Introduced in [1], the g3 indicator is of primary interest for measuring the veracity of a functional dependency (FD) in a relation. The g3-error and its opposite the confidence are at the core of many types of relaxed FDs and allowed important advances in FD mining but also more recently in supervised learning. For a relation r and a FD phi, g3 measures the proportion of tuples to remove from r for phi to be satisfied in r.
This library aims to be a fast and reliable solution for computing g3 in Python for classic and relaxed FDs. Is has been designed to be used with Pandas and its underlying Cython implementation along with its integrated sampling schemes allow for fast analysis of large datasets.
For building and relative import:
python3 -m pip install -r requirements.txt
python3 setup.py build_ext
For installing:
python3 setup.py install
The examples/ folder contains an comprehensive example for each use case.

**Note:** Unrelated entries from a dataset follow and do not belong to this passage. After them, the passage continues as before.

PR #187, opened 2017-07-07
Foil with exponent fix

aliang8:
fixes: https://s3.amazonaws.com/socratic-ocr-uploads/prod/1ecfffa5-4f44-4fe0-92cb-04f7ff27cdf5/processed.jpeg


lib/checks/canDistribute.js
```diff
@@ -0,0 +1,24 @@
...
+
+  const checks = Node.Type.isOperator(node)
+        && node.op === '^'
+        && Node.Type.isParenthesis(node.args[0])
+        && Node.Type.isConstant(node.args[1]);
+
+  if (!checks) {
+    return false;
+  }
+  else {
```
ldworkin: This doesn't need to be in an `else` statement, because you returned early in the `if`.

lib/checks/canDistribute.js
```diff
@@ -0,0 +1,24 @@
+const Node = require('../node');
+
+function canDistribute(node) {
```
ldworkin: Not sure if this is the best name for this function/file. I'd be in favor of something more descriptive/accurate even if it's long, like `isBinomialSquared` or something? Wondering what Evy thinks.

lib/checks/canDistribute.js
```diff
@@ -0,0 +1,24 @@
...
+  // For the special case when the node is in the form (x - 2)^2
+  // First check if is power node and the exponent is a constant
+  // Then check if the base is a polynomial
+
+  const checks = Node.Type.isOperator(node)
+        && node.op === '^'
+        && Node.Type.isParenthesis(node.args[0])
```
ldworkin: Do we have to check that the thing inside the parenthesis is the sum or difference of exactly two terms?

test/solveEquation/solveEquation.test.js
```diff
@@ -114,17 +114,3 @@ describe('constant comparison support', function () {
   ];
   tests.forEach(t => testSolveConstantEquation(t[0], t[1], t[2]));
 });
-
-function testEquationError(equationString, debug=false) {
```
ldworkin: Why'd you get rid of this stuff?

lib/checks/canDistribute.js
```diff
@@ -0,0 +1,24 @@
...
+        && Node.Type.isConstant(node.args[1]);
```
ldworkin: Do we need to check that the exponent is a 2? What happens if it's cubed or something -- will that break later?

lib/simplifyExpression/distributeSearch/index.js
```diff
@@ -18,6 +19,20 @@ function distribute(node) {
...
+    const [base, exponent] = node.args;
+
+    let newNode;
+    const times = parseFloat(exponent.value);
+
+    if (times > 0) {
+      newNode = Node.Creator.operator('*', Array(times).fill(base));
+      return distributeAndSimplifyOperationNode(newNode);
+    }
+    else {
```
ldworkin: Like before, if you return in the `if` statement, you don't need to have an `else` statement.

test/simplifyExpression/distributeSearch/distributeSearch.test.js
```diff
@@ -47,6 +47,16 @@ describe('distribute', function () {
       ['(-2x^2 * 3x - 2x^2 * -4)',
         '(-6x^3 + 8x^2)']
     ],
+    ['(x - 2)^2',
+      ['(x * (x - 2) - 2 * (x - 2))',
```
ldworkin: Ideally it might be nice if we had an intermediate step that was `(x-2)(x-2)` ... not sure if that's strictly necessary though!

tkosan: @ldworkin the special expansion `(a - b)^2 = a^2 - 2ab + b^2` is usually used in this situation. So `(x - 2)^2` would be rewritten to `x^2 -4x + 4`. ([Source](http://www.mathexpression.com/basic-algebra-formulas.html))

test/solveEquation/solveEquation.test.js
aliang8: It's not an error anymore, we can "solve" the query now.

lib/checks/canDistribute.js
aliang8: hmm I was think that. I will change it.

test/simplifyExpression/distributeSearch/distributeSearch.test.js
evykassirer: agree that having `(x-2)(x-2)` would be good if we go to `(x * (x - 2) - 2 * (x - 2))`

however we could also use the rule based approach Ted's suggesting where we go straight to `x^2 -4x + 4` - I'd want to reference that special case rule though if we did that. And I tend to shy away from those approaches because it's more memorization based. Ideally we'd have `(x-2)(x-2)` and `(x * (x - 2) - 2 * (x - 2))` in substeps, imo at least

lib/checks/canDistribute.js
evykassirer: something like `isBinomialSquared` would be much better yes! thanks Lili

`canDistribute` is a lot more cases than the one this function does and would be confusing

I think there's a name for this rule where there's the minus sign - ideally it'd be called that, cause otherwise it sounds like (x+2)^2 is handled here too 

having trouble thinking of what exactly to call it

lib/checks/canDistribute.js
```diff
@@ -0,0 +1,24 @@
...
+
+  if (!checks) {
```
evykassirer: you could just do if( ..... ) right? why define checks first?

lib/checks/canDistribute.js
evykassirer: if we're also considering sums of two terms, you should update the docstring to show that

lib/checks/canDistribute.js
```diff
@@ -0,0 +1,24 @@
+const Node = require('../node');
+
+function canDistribute(node) {
+  // For the special case when the node is in the form (x - 2)^2
+  // First check if is power node and the exponent is a constant
+  // Then check if the base is a polynomial
+
+  const checks = Node.Type.isOperator(node)
+        && node.op === '^'
```
evykassirer: you can do `Node.Type.isOperator(node, '^')`

lib/checks/canDistribute.js
```diff
@@ -0,0 +1,24 @@
...
+        && Node.Type.isParenthesis(node.args[0])
+        && Node.Type.isConstant(node.args[1]);
+
+  if (!checks) {
+    return false;
+  }
+  else {
+    const base = node.args[0].content;
+    const isPolynomial = base.args.some(Node.PolynomialTerm.isPolynomialTerm);
```
evykassirer: can it be any polynomial? or does it have to be a binomial (this would affect your name above - then readers don't have to guess at the scope of what it does!)

lib/simplifyExpression/distributeSearch/index.js
```diff
@@ -18,6 +19,20 @@ function distribute(node) {
...
     return distributeUnaryMinus(node);
   }
+  else if (checks.canDistribute(node)) {
+    const [base, exponent] = node.args;
+
+    let newNode;
+    const times = parseFloat(exponent.value);
+
+    if (times > 0) {
+      newNode = Node.Creator.operator('*', Array(times).fill(base));
```
evykassirer: beautiful fix! more teaching, little code - love it

test/solveEquation/solveEquation.test.js
evykassirer: maybe add another equation we can't solve, to make sure it's still throwing instead of doing weird stuff? or is there nothing left that falls into that category (where it tries to solve for a while and does weird stuff but doesn't actually solve)

test/solveEquation/solveEquation.test.js
```diff
@@ -114,17 +114,3 @@ describe('constant comparison support', function () {
...
-  it(equationString + ' throws error', (done) => {
-    assert.throws(() => solveEquation(equationString, debug),Error);
-    done();
-  });
-}
-
-describe('solveEquation errors', function() {
-  const tests = [
-    ['( x + 2) ^ ( 2) - x ^ ( 2) = 4( x + 1)']
```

[1] Kivinen, J., & Mannila, H. (1995). Approximate inference of functional dependencies from relations. Theoretical Computer Science, 149(1), 129-149.
[2] Armstrong, William Ward. "Dependency Structures of Data Base Relationships." IFIP congress. Vol. 74. 1974.
[3] Cormode, Graham, et al. "Estimating the confidence of conditional functional dependencies." Proceedings of the 2009 ACM SIGMOD International Conference on Management of data. 2009.